(Data supplied begins)
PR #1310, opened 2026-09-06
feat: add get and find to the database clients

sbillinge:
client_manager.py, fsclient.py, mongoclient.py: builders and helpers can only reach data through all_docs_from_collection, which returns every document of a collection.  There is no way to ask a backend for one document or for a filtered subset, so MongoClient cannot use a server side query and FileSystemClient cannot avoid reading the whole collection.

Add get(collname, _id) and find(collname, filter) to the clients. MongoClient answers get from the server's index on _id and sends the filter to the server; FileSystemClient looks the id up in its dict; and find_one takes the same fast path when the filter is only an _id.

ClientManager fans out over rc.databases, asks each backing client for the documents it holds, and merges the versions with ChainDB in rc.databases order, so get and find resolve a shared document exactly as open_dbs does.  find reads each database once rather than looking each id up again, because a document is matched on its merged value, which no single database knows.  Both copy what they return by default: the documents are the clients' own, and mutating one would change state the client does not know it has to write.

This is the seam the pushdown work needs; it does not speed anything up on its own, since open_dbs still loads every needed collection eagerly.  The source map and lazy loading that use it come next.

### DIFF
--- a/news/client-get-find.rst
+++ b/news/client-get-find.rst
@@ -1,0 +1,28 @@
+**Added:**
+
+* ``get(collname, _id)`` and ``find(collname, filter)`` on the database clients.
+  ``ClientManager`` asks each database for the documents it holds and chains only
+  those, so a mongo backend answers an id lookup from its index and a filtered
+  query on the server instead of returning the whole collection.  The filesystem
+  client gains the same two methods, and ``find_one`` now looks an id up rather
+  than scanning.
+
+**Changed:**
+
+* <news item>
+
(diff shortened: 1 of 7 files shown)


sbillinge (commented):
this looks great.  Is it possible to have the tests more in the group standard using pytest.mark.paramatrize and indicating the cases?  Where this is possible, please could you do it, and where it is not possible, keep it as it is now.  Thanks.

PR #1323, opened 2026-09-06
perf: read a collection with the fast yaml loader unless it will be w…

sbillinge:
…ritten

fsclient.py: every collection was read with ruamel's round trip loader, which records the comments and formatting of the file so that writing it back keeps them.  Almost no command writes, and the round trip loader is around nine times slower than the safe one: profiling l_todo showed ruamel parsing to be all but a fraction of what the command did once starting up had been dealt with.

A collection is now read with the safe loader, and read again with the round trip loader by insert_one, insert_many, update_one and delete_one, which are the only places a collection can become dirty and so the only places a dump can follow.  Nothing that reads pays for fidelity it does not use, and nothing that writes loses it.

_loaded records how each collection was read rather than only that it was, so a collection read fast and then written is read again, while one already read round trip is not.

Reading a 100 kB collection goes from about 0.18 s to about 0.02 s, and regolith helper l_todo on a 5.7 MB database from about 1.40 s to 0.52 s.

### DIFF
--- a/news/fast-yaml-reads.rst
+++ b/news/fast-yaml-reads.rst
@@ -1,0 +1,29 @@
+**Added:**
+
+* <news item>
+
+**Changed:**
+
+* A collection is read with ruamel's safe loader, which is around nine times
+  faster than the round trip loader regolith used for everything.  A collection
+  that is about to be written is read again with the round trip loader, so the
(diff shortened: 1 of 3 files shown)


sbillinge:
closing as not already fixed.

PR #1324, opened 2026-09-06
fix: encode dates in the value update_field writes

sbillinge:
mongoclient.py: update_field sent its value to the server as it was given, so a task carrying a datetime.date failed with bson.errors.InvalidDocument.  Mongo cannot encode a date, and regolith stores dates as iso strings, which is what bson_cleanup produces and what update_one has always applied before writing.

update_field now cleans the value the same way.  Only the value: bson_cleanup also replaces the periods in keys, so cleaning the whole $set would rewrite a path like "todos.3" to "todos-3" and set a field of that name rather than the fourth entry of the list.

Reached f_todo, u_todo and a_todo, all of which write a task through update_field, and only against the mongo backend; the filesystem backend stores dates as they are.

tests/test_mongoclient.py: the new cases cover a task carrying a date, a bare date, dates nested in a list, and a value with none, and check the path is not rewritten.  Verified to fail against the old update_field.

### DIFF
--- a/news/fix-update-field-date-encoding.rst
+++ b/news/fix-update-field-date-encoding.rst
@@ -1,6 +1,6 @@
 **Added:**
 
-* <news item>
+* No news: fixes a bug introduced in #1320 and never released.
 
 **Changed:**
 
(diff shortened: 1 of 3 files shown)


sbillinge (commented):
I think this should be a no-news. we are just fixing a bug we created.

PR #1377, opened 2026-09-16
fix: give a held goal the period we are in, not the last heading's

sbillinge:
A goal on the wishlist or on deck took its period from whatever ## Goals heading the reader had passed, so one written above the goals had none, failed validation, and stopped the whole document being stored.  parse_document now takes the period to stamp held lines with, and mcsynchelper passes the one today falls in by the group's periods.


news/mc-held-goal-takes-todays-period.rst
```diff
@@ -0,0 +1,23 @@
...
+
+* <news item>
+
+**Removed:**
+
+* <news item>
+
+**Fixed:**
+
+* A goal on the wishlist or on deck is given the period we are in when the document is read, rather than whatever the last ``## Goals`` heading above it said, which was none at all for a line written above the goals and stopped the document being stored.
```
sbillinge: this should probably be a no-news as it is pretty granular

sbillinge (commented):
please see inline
(Data supplied ends)
What is needed
Respond with nothing but the number of lines in the entries that contain the string "encode".

Output of the exercise
2